Но я знал целую уйму людей, которые говорили:
— Со следующей недели перестаю платить за обеды.
— Почему?
— Приезжает Манташев.
И не потому, чтоб это были люди, которые не в состоянии сами платить за свои обеды.
Их не радовало, что за них заплатят.
Но за них заплатит:
— Манташев!
Какое счастье!
Мне рассказывал один из них:
— Большой оригинал этот Манташев! Ужинали вчера вчетвером. Манташев спрашивает: «Будем есть рябчиков?» Говорим: «Будем». Спросил на четверых двух рябчиков, разделил руками и положил всем на тарелки.
Я чувствую, что профанирую рассказ, передавая его печатно.

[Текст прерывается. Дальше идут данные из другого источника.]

PR #6154, opened 2018-07-10
Improve email sending

zivkan:
* Retry failed sends, to improve reliability
* Send App Insights telemetry, so we have visibility into the extent of the problem (plus the quantity of messages sent)
* NuGetGallery to send emails in the background, so slow/retried emails don't slow HTTP responses


src/NuGetGallery.Core/Services/CoreMessageService.cs
```diff
@@ -192,31 +196,52 @@ protected static void AddOwnersSubscribedToPackagePushedNotification(PackageRegi
             }
         }
 
-        protected void SendMessage(MailMessage mailMessage)
+        protected virtual void SendMessage(MailMessage mailMessage)
         {
-            SendMessage(mailMessage, copySender: false);
+            int attempt = 0;
+            for (;;)
```
shishirx34: we don't really use much infinite loops, but I think a couple of places where we do use `while (true)`, may be use the same for consistency?

scottbommarito: Not sure exactly what this means. I assume it means "keep looping infinitely".
I'd rather see `while (true)` than this. Even better, I'd prefer to see this loop rewritten with a clearer condition, e.g. `while (attempt < RetryDelays.Count)`

src/NuGetGallery/Services/MessageService.cs
```diff
@@ -1014,21 +1021,20 @@ private bool AddAddressesForAccountManagementToEmail(MailMessage mailMessage, Us
...
+                success = true;
             }
-            catch (SmtpException ex)
+            finally
             {
-                // Log but swallow the exception
-                QuietLog.LogHandledException(ex);
+                sw.Stop();
+                telemetryClient.TrackDependency("SMTP", smtpUri, "SendMessage", null, now, sw.Elapsed, null, success);
             }
```
loic-sharma: The pattern we use for this kind of thing is a `TrackMetric`, through some sort of descriptive wrapper method. For example: [https://github.com/NuGet/NuGet.Jobs/blob/master/src/Validation.PackageSigning.ProcessSignature/Telemetry/TelemetryService.cs#L61](https://github.com/NuGet/NuGet.Jobs/blob/master/src/Validation.PackageSigning.ProcessSignature/Telemetry/TelemetryService.cs#L61)

Also, this out of scope for this PR, but we really should merge the Gallery's and ServerCommon's telemetry APIs...

loic-sharma: Also, it may be worth tracking whether the operation was a success or not so that we measure how good/bad our mail system is.

---
In reply to: [201454393](https://github.com/NuGet/NuGetGallery/pull/6154#discussion_r201454393) [](ancestors = 201454393)

src/NuGetGallery.Core/Services/CoreMessageService.cs
zivkan: Yes, it's an infinite loop. You're right, `while (true)` is easier to read. I guess some habits die hard.

I'll change the loop to `while (!success)`. The issue with looping until the retry count is exceeded, is that if we want to rethrow the exception and keep the stack trace, we need to keep the exception in a variable, then outside the exception handler do `ExceptionDispatchInfo.Capture(exception).Throw()`. I think it's much cleaner to just `throw;` in the exception handler.

src/NuGetGallery/Services/MessageService.cs
zivkan: I wanted to use TrackDependency for a few reasons.
* I wanted to have an event which told us if it was successful or failed. Keeping the duration is just a side-effect of using the dependency event type
* AI's Smart Monitoring can automatically alert us when failed dependencies increase. Using metrics we would have to create custom alerts, assuming we use App Insights for alerting. Perhaps if we export App Insights logs to something else and do alerting there, using metrics doesn't lose this advantage.
* Dependencies are shown in AI's Application Map tab. If all dependencies are recorded in AI, then the application map is an auto-generated, self-updating, service architecture diagram, which is great for newbies like me 😄 (side note, we must be using an old App Insights SDK, because newer ones automatically capture outgoing HTTP calls, including Blob Storage, but ours does not)
* Sending emails to a SMTP server really is a service dependency, and not an application specific metric. Therefore, using the dependency event type, rather than metric, seems more semantically correct.

I'm happy to change it to a metric, but those are the reasons I added `TrackDependency` to `ITelemetryClient`.  Let me know what you think.

loic-sharma: Those all sound like very good points! It sounds like `TrackDependency` is indeed the right pattern here. I would still add a helper method in [`TelemetryService`](https://github.com/NuGet/NuGetGallery/blob/master/src/NuGetGallery/Services/TelemetryService.cs)

src/NuGetGallery/Services/BackgroundMessageService.cs
```diff
@@ -0,0 +1,37 @@
...
+        public BackgroundMessageService(IMailSender mailSender, IAppConfiguration config, ITelemetryClient telemetryClient)
+            :base(mailSender, config, telemetryClient)
+        {
+        }
+
+        protected override void SendMessage(MailMessage mailMessage)
+        {
+            // Send email as background task, as we don't want to delay the HTTP response.
+            // Particularly when sending email fails and needs to be retried with a delay.
+            Task.Run(() =>
```
agr: I have a concerth that we might run into thread pool depletion if we try to send a lot of email while SMTP server is unresponsive and causes retries. `base.SendMessage` uses `Thread.Sleep` which blocks thread preventing other tasks from running on it (including processing the web requests? not sure if asp.net uses the same thread pool as `Task.Run` for request processing).

src/NuGetGallery.Core/Services/CoreMessageService.cs
```diff
@@ -192,31 +196,53 @@ protected static void AddOwnersSubscribedToPackagePushedNotification(PackageRegi
...
+                {
+                    AttemptSendMessage(mailMessage);
+                    success = true;
+                }
+                catch (SmtpException)
+                {
+                    if (attempt < RetryDelays.Count)
+                    {
+                        Thread.Sleep(RetryDelays[attempt]);
+                        attempt++;
```
agr: We probably need to track the amount of retries we do.

loic-sharma:
Hey @zivkan, it looks like we should make the message service asynchronous to avoid blocking threads during retries. I believe that converting and then testing the code may take 1-2 days. After discussing it with @skofman1, we think it'd be best if I hand off this work back to you for when you return.

src/NuGetGallery/Controllers/OrganizationsController.cs
```diff
@@ -57,13 +57,13 @@ protected override void SendNewAccountEmail(User account)
         {
             var confirmationUrl = Url.ConfirmOrganizationEmail(account.Username, account.EmailConfirmationToken, relativeUrl: false);
 
-            MessageService.SendNewAccountEmail(account, confirmationUrl);
+            MessageService.SendNewAccountEmailAsync(account, confirmationUrl);
         }
```
loic-sharma: Shouldn't you await this? Same with line 66.

src/NuGetGallery/Controllers/PackagesController.cs
```diff
@@ -892,7 +892,7 @@ private void NotifyReportMyPackageSupportRequest(ReportMyPackageViewModel report
                 CopySender = reportForm.CopySender
             };
 
-            _messageService.ReportMyPackage(request);
+            _messageService.ReportMyPackageAsync(request);
```
loic-sharma: Is this missing an await?

src/NuGetGallery/Controllers/PackagesController.cs
```diff
@@ -989,7 +989,7 @@ public virtual ActionResult ContactOwners(string id, string version, ContactOwne
 
             var user = GetCurrentUser();
             var fromAddress = new MailAddress(user.EmailAddress, user.Username);
-            _messageService.SendContactOwnersMessage(
+            _messageService.SendContactOwnersMessageAsync(
                 fromAddress,
```
loic-sharma: Is this missing an await?

src/NuGetGallery/Controllers/UsersController.cs
```diff
@@ -1065,7 +1065,7 @@ private ActionResult SendPasswordResetEmail(User user, bool forgotPassword)
                 user.PasswordResetToken,
                 forgotPassword,
                 relativeUrl: false);
-            MessageService.SendPasswordResetInstructions(user, resetPasswordUrl, forgotPassword);
+            MessageService.SendPasswordResetInstructionsAsync(user, resetPasswordUrl, forgotPassword);
```
loic-sharma: Should this be awaited?

src/NuGetGallery/Controllers/UsersController.cs
```diff
@@ -74,13 +74,13 @@ protected override void SendNewAccountEmail(User account)
         {
             var confirmationUrl = Url.ConfirmEmail(account.Username, account.EmailConfirmationToken, relativeUrl: false);
 
-            MessageService.SendNewAccountEmail(account, confirmationUrl);
+            MessageService.SendNewAccountEmailAsync(account, confirmationUrl);
```
loic-sharma: >SendNewAccountEmailAsync [](start = 27, length = 24)

Should this line and line 83 be awaited?

loic-sharma:
Did another pass, looks great! 👍

PR #6159, opened 2018-07-11
Use (short) version string in package version history

### LINKED ISSUE #5651: semver2 version's metadata should be displayed in a separate column
displaying the metadata with the version in the same column as version gets ugly when the metadata gets long. My suggestion is to have a separate column for version metadata if it is a semver2 version.

zivkan:
fixes #5651

### DIFF
--- a/src/NuGetGallery/Views/Packages/DisplayPackage.cshtml
+++ b/src/NuGetGallery/Views/Packages/DisplayPackage.cshtml
@@ -1,3 +1,4 @@
+
 @using NuGet.Services.Validation;
 
 @model DisplayPackageViewModel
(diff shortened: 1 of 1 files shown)


agr:
How about some screenshots?

src/NuGetGallery/Views/Packages/DisplayPackage.cshtml
```diff
@@ -469,9 +469,9 @@
                                         }
                                     </td>
                                     <td>
-                                        <a href="@Url.Package(packageVersion)" title="@packageVersion.FullVersion">
+                                        <a href="@Url.Package(packageVersion)" title="@packageVersion.Version">
```
joelverhagen: `title` is a mouse-over so we can be more verbose right?

zivkan: yes, you're right. I'll change it back.

zivkan:
Screenshot after changes. See #5651 for a similar screenshot without these changes.

image

Issue #5058, opened 2017-11-22
Disable the ID-title validation on package upload


joelverhagen:
Package title is much less prominent in the NuGet.org experience. It is not even visible in Visual Studio NuGet experience.

skofman1:
This gets in the way of customers pushing. Let's get this done.

PR #6163, opened 2018-07-13
Disable ID-Title validation for upload

shishirx34:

Тут всё был тон!
Только приближённый шахского двора может так рассказывать:
— Повелитель вселенной обглодал баранью косточку и положил мне на тарелку: «обсоси!»
— Манташев едет! — для Петербурга, что это было!
Кажется, мне кто-то рассказывал:
— Благодаря Манташеву, не удалось жениться.
— Как так?
— Назначили свадьбу перед масленицей. Вдруг известие: приезжает Манташев. До свадьбы ли тут! Сказал родным невесты. Те согласились отложить. А там масленица, Великий пост. На пятой неделе невеста влюбилась в другого! Не вовремя приехал и помешал жениться.
И что всего замечательнее, кажется, молодой человек, который мне это рассказывал, не имеет никакого отношения ни к нефтяным ни к биржевым делам.
Но быть знакомым с Манташевым!
Кажется, были даже визитные карточки:
«Иван Иванович Иванов, знакомый Манташева».
«Еду ли ночью по улице тёмной», в Петербурге вы могли зайти в первый попавшийся незнакомый дом, где освещены окна, и послать такую карточку:
«Знакомый Манташева».
Вас приняли бы немедленно.
Если бы это была свадьба, родители приказали бы новобрачному уступить вам своё место.
Если б это были именины, прогнали бы с места виновника или виновницу торжества и стали бы чествовать вас.